As far as costs shown in the user-visible execution plan are concerned: The costs shown in the internal trees shown above are total subtree costs. To avoid inconsistency, child total subtree costs cannot exceed that of its parent.
The 0.00733702 subtree cost at the Top operator therefore **acts as a cap**. The entire 0.00733702 cost is assigned to the Scan, and the remaining operators (including the Top) have zero cost. If you show the Filter as a separate operator using TF 9130, you will see it has zero estimated cost as well.
Getting a parallel plan requires:
* The cost of the best serial plan at the end of the serial *search1* stage must exceed the cost threshold for parallelism.
* The tree at the end of serial *search1* must meet the entry conditions for parallel *search1*.
* The cost of the best parallel plan must be lower than the earlier best serial plan found.

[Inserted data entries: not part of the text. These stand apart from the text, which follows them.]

PR #1636, opened 2019-12-05
Watch `web-src` and `docs` as well during `watch:test` grunt task.

### LINKED ISSUE #1635: The watch scripts should include web-src
Realized it hard way while working on #1634

kum-deepak:
Fixes #1635


gordonwoodhull:
Thanks @kum-deepak!

PR #4, opened 2020-12-09
terraform suite

emesika:
This is minimal suite with DC/Cluster/Host and base networking on which we will test OCP Installer on top of Terraform Provider to ensure that there are no regression cause by latest merged PRs


mwperina:
Please push through gerrit and abandon this PR

sandrobonazzola:
pushed to gerrit

PR #6, opened 2022-02-10
HE: Apply OpenScap profile on rhel8

almusil:


ost_utils/pytest/fixtures/he.py
```diff
@@ -152,6 +152,17 @@ def he_engine_answer_file_storage_snippet(
         raise RuntimeError(f'Unknown ost_he_storage_domain_type {ost_he_storage_domain_type}')
 
 
+@pytest.fixture(scope="session")
+def he_engine_answer_file_openscap_profile_snippet(ost_images_distro):
+    if ost_images_distro == 'rhel8':
+        return (
+            'OVEHOSTED_VM/applyOpenScapProfile=bool:True\n'
+            'OVEHOSTED_VM/OpenScapProfileName=str:stig\n'
```
almusil, line 160: I don't like that we need to put the short there, because the `/root/ost_images_openscap_profile` contains the full name, so we need some matching to have it working also with PCI DSS.

didib: I think I understand what you say, not sure. Generally speaking, 'stig' should probably be the content of some new fixture created one way or another, and we should have code writing this fixture to ost_images_openscap_profile, and also use this fixture here, in the line above. If you meant something else, please clarify.

almusil:
We still need https://github.com/oVirt/ovirt-ansible-collection/pull/426 marking as draft till then.

ost_utils/pytest/fixtures/he.py
```diff
@@ -152,6 +155,16 @@ def he_engine_answer_file_storage_snippet(
         raise RuntimeError(f'Unknown ost_he_storage_domain_type {ost_he_storage_domain_type}')
 
 
+@pytest.fixture(scope="session")
+def he_engine_answer_file_openscap_profile_snippet(ansible_host0):
+    profile = ansible_host0.shell('cat /root/ost_images_openscap_profile')['stdout']
+    if len(profile) > 0:
```
tinez, line 161: Just making sure - there's no newline character if we don't use any profile?

ost_utils/pytest/fixtures/he.py
```diff
@@ -152,6 +152,14 @@ def he_engine_answer_file_storage_snippet(
         raise RuntimeError(f'Unknown ost_he_storage_domain_type {ost_he_storage_domain_type}')
 
 
+@pytest.fixture(scope="session")
+def he_engine_answer_file_openscap_profile_snippet(ost_images_distro):
+    if ost_images_distro == 'rhel8':
```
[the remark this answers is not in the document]
tinez: You are right, every host should have the same profile

ost_utils/pytest/fixtures/he.py
almusil: There shouldn't any at all. The build is doing `echo -n "%OPENSCAP_PROFILE%" > /root/ost_images_openscap_profile` so it should be fine.

common/deploy-scripts/setup_first_he_host.sh
```diff
@@ -96,9 +96,9 @@ copy_dependencies() {
     dest: /var/tmp/lm_sensors.rpm
   with_fileglob:
     - "/var/tmp/lm_sensors-*"
-- name: TODO create empty OpenSCAP profile for now
+- name: Copy OpenSCAP profile name
   copy:
-    content: ""
+    src: /root/ost_images_openscap_profile
```
michalskrivanek, line 101: probably better/safer if it goes to the block below

lagofy.sh
```diff
@@ -162,6 +162,8 @@ ost_init() {
     echo "Suite: $SUITE, distro: $OST_IMAGES_DISTRO, deployment dir: $PREFIX, images:"
     . common/helpers/ost-images.sh
 
+    [[ "$OST_IMAGES_DISTRO" == "rhel8" ]] && OST_IMAGES_NODE="$OST_IMAGES_HOST_INSTALLED"
```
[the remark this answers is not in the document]
almusil: Yeah that was there for testing

almusil:
This is finally working.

Note the costs given in this answer are as reproduced on my local SQL Server 2019 CU4 instance with `FULLSCAN` statistics on the `Id` column. The screenshots in the question were likely based on auto-generated sampled statistics.
## Summary
A row goal affects the costing of child operators only. The point is to adapt the optimizer's usual costing such that the *subtree* is optimized to produce the number of rows required at the row goal, rather than the total potential result set.
A Top operator is one way to introduce a row goal. It will affect the chosen shape of operators below it, but that doesn't change the way the Top operator itself is costed. Every operator has a different costing formula with component costs for the first row and subsequent rows (including the effect of any rewinds and rebinds at that point in the plan).
The cost of a Top(n) is likely to be low in most circumstances when *n* is small. The top-down costing of completed plans means this can cap subtree operator costs as displayed to the end user.